La pratique consiste donc simplement à veiller à ce que la porte demeure


constamment ouverte. Entraînez-vous à sourire intérieurement (grâce au léger
sourire extérieur) pendant toute la journée, et à n’importe quel moment.
Entraînez-vous surtout quand tout va bien, qu'aucune pensée ou émotion
négative ne pointe son nez.
Au réveil, souriez et activez au plus vite votre programme de guérison,
connectez vous aussi vite que possible à plus grand que vous. Prenez vos repas
en ressentant profondément, cet espace intérieur de joie. Soyez pleinement
heureux de prendre votre douche du matin et/ou du soir. Ressentez la joie en
souriant sincèrement à vos amis, quand vous leur dites bonjour.

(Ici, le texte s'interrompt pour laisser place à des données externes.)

PR #144, opened 2022-03-21
Removing all helm commands from the build process.

ybettan:
Those helm commands are needed to manipulate helm charts used by the
`file:///...` url, which was agreed by partners to be removed.

The build process of OCP (including SRO in it) is done in a disconnected
env, therefore, we cannot install the `helm` package during the build
process .

Also removing partners charts.


ybettan:
/cc @qbarrand 
Will create a parallel PR to u/s once this one is final and merged.

ybettan:
Steps:
1. Make it possible to build SRO in a disconnected env. [done]
2. Remove `file:///` for referencing helm charts in the recipes. [wip]

ybettan:
Here is the [PR](https://github.com/openshift/release/pull/27139) to remove `helm-lint` job.

Dockerfile
```diff
@@ -23,9 +22,10 @@ COPY cmd/ cmd/
 COPY controllers/ controllers/
 COPY internal/ internal/
 COPY pkg/ pkg/
+#FIXME:ybettan remove?
```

Partagez votre
sourire avec vos proches, car en leur souriant vous activez indirectement leur
propre programme de guérison, j'en reparlerai plus tard.
Durant la journée, prenez régulièrement des pauses de quelques minutes pour
sourire et vous détendre. Faites-le aussi souvent que possible.
Le soir avant de vous endormir, ressentez la joie, le lâcher-prise, l'acceptation,
le bonheur, que vous procure ce sourire extérieur et intérieur.
Et dans la mesure du possible partagez aussi votre sourire, vos dispositions
intérieures favorables, avec les inconnus que vous croiserez. Car c’est là un
entraînement complémentaire, qui viendra renforcer votre aptitude à
déclencher cette indispensable connexion avec votre espace intérieur.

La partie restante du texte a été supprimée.